── Data records

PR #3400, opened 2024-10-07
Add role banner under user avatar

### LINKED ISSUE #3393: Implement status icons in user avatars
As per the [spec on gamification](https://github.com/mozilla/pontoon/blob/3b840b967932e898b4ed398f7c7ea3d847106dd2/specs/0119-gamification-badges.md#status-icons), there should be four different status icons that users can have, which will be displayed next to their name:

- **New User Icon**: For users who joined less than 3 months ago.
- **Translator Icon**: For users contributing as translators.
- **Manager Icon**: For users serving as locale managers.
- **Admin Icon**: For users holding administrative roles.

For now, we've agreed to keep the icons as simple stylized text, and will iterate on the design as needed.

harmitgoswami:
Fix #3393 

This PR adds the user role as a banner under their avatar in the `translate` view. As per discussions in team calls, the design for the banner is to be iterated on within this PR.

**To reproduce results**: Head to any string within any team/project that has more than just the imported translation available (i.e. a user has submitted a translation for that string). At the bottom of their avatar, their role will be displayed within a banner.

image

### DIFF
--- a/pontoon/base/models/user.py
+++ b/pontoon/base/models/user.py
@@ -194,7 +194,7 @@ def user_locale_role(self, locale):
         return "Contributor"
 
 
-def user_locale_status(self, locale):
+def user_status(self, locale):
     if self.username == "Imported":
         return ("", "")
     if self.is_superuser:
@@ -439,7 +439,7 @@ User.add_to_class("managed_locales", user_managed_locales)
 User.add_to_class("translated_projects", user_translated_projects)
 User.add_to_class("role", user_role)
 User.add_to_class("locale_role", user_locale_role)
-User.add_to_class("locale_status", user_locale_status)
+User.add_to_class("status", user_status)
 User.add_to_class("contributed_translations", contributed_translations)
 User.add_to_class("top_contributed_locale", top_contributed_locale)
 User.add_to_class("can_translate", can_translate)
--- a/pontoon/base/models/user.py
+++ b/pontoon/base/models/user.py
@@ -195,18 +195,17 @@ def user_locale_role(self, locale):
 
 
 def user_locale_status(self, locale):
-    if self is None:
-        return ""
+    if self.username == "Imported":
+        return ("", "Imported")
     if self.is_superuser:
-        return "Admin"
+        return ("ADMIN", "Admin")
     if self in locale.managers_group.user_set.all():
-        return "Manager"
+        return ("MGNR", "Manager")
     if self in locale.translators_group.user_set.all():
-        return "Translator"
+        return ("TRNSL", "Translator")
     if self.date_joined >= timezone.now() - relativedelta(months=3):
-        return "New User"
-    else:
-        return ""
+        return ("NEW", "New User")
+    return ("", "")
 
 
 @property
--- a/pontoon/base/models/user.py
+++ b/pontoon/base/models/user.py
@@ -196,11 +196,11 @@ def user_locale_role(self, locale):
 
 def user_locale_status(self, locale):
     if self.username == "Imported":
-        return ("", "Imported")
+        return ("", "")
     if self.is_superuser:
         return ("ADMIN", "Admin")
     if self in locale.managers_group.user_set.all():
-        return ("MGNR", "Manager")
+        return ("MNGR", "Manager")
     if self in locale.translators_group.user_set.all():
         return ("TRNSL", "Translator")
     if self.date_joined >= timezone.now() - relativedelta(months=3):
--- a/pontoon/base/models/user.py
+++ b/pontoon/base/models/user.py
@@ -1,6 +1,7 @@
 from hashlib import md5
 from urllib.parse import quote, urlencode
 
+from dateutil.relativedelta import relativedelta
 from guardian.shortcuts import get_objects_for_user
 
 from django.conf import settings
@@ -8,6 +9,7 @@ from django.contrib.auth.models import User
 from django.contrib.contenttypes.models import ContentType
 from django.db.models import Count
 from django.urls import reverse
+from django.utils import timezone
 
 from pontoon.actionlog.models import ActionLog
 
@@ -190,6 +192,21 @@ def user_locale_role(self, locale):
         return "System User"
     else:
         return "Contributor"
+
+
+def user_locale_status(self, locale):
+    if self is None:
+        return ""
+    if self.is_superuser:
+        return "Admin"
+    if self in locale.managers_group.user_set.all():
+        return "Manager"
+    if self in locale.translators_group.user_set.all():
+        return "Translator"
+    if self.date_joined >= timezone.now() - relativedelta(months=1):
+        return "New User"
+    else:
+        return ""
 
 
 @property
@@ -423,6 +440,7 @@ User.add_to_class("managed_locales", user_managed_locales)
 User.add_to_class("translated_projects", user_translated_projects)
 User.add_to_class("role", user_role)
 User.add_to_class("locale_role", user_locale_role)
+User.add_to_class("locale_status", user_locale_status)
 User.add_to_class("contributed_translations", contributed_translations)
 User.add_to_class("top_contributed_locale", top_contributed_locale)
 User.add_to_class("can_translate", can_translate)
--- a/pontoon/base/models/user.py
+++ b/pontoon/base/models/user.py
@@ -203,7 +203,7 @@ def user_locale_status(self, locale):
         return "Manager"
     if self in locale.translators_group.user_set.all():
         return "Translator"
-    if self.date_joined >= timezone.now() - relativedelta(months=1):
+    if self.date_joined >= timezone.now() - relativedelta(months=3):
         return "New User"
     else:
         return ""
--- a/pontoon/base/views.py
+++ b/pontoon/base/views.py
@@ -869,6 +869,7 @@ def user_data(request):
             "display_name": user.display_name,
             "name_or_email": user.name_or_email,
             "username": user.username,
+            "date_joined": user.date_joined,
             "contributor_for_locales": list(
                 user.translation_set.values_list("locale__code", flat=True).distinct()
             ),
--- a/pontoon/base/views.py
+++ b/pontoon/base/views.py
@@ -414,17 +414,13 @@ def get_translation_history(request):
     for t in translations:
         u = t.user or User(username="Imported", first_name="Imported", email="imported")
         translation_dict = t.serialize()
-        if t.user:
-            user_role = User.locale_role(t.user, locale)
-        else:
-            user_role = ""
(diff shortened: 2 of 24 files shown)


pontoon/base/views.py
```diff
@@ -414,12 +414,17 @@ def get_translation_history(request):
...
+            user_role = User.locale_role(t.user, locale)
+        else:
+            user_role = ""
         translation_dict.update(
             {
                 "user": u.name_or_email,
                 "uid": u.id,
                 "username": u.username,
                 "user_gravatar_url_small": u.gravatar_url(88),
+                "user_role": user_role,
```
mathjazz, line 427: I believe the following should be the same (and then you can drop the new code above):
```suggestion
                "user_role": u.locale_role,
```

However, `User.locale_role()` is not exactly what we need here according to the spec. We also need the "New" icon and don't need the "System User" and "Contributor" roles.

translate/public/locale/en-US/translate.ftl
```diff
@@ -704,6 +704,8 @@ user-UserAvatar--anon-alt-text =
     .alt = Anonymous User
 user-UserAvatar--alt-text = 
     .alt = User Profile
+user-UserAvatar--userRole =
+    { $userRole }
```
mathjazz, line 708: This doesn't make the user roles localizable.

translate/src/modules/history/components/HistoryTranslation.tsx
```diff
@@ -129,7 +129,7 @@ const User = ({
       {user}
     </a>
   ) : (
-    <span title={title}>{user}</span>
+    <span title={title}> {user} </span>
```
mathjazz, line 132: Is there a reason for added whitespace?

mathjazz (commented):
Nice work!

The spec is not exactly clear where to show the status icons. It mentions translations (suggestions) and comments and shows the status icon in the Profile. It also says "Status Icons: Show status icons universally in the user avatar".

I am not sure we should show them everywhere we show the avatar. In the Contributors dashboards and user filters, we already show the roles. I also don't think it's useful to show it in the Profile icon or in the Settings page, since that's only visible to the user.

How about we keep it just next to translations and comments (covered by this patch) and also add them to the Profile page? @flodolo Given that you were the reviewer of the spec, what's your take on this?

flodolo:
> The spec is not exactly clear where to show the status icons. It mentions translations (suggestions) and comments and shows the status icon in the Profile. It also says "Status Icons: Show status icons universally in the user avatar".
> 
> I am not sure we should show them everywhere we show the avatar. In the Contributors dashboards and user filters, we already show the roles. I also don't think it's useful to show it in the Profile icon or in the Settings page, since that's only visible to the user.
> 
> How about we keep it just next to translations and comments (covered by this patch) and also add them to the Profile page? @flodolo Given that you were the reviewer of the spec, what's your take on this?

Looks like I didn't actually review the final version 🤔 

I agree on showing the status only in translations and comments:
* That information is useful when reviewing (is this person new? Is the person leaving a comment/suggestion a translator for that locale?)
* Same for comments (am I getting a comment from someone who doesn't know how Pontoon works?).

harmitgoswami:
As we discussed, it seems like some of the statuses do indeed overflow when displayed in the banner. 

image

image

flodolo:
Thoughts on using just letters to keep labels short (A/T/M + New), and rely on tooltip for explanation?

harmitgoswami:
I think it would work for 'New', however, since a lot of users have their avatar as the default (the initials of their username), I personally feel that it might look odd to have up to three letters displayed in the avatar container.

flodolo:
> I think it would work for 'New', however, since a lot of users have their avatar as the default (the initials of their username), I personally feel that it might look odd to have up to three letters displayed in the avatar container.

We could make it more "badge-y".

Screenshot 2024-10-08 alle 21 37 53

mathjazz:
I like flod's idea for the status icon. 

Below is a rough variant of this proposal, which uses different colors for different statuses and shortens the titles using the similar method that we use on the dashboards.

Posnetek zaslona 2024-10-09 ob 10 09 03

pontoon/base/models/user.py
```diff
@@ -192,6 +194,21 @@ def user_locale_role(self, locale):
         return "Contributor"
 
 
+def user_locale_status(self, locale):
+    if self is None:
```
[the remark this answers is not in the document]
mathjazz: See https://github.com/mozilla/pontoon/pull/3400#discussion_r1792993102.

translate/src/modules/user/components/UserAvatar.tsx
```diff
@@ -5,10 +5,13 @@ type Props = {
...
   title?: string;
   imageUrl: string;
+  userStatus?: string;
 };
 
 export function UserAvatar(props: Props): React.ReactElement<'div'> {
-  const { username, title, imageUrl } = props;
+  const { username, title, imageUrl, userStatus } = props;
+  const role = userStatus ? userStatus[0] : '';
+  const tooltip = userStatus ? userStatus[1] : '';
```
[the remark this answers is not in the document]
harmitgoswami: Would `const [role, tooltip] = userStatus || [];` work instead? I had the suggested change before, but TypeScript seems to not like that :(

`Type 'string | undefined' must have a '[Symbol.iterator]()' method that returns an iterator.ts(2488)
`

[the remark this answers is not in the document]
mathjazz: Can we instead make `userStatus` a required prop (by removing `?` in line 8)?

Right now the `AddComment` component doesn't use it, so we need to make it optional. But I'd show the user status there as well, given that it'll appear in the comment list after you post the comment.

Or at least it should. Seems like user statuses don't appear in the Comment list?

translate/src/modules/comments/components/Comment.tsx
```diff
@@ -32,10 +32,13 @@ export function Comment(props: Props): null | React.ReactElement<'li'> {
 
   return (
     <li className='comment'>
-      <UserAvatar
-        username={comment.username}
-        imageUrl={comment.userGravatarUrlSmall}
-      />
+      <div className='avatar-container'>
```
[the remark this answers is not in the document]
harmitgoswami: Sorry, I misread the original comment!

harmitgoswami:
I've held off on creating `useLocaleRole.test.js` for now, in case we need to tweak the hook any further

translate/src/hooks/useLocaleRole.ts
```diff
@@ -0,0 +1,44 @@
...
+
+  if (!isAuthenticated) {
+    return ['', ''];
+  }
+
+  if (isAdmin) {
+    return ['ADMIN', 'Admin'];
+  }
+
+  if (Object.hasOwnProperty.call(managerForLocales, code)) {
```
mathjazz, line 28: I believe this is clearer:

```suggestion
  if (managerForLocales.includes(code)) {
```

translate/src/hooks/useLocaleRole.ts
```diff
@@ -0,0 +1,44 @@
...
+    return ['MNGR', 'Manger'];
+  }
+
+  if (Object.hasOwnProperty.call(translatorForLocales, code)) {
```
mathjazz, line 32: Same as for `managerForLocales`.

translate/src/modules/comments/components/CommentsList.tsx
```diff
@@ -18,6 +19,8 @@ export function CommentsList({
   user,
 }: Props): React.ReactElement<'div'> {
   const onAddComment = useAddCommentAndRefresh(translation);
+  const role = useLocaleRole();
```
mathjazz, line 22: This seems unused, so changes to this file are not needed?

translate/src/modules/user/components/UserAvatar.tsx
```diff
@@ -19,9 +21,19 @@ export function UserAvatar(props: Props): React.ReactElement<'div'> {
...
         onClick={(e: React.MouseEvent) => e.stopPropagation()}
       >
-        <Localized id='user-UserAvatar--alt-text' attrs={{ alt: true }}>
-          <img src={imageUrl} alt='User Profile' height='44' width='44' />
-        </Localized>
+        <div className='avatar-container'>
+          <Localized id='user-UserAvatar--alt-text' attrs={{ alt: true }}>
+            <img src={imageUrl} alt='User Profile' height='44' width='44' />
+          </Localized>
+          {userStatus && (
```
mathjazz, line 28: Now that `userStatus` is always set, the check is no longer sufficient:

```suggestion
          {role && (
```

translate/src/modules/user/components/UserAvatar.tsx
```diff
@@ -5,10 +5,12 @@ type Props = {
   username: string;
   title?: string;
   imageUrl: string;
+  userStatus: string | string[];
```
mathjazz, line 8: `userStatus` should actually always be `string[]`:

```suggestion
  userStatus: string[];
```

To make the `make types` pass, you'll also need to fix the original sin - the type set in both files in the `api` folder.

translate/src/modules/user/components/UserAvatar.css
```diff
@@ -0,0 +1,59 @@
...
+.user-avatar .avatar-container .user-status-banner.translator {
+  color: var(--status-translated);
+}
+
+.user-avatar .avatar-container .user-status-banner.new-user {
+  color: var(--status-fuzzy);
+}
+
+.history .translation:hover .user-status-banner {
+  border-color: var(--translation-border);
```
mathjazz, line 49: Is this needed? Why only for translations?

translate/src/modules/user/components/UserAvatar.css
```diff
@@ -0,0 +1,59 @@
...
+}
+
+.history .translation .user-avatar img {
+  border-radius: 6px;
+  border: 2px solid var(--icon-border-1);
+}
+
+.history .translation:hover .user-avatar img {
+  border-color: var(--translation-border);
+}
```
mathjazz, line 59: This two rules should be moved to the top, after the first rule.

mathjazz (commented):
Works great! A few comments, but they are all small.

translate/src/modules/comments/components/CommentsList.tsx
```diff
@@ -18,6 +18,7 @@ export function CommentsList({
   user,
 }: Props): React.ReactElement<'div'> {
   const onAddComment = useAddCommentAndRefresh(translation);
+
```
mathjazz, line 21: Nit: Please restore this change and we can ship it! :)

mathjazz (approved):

────

▶ [Instructions for the task]
For the word "text", tally the lines of the entries in which it appears and give the total alone.

▶ [Reply]
5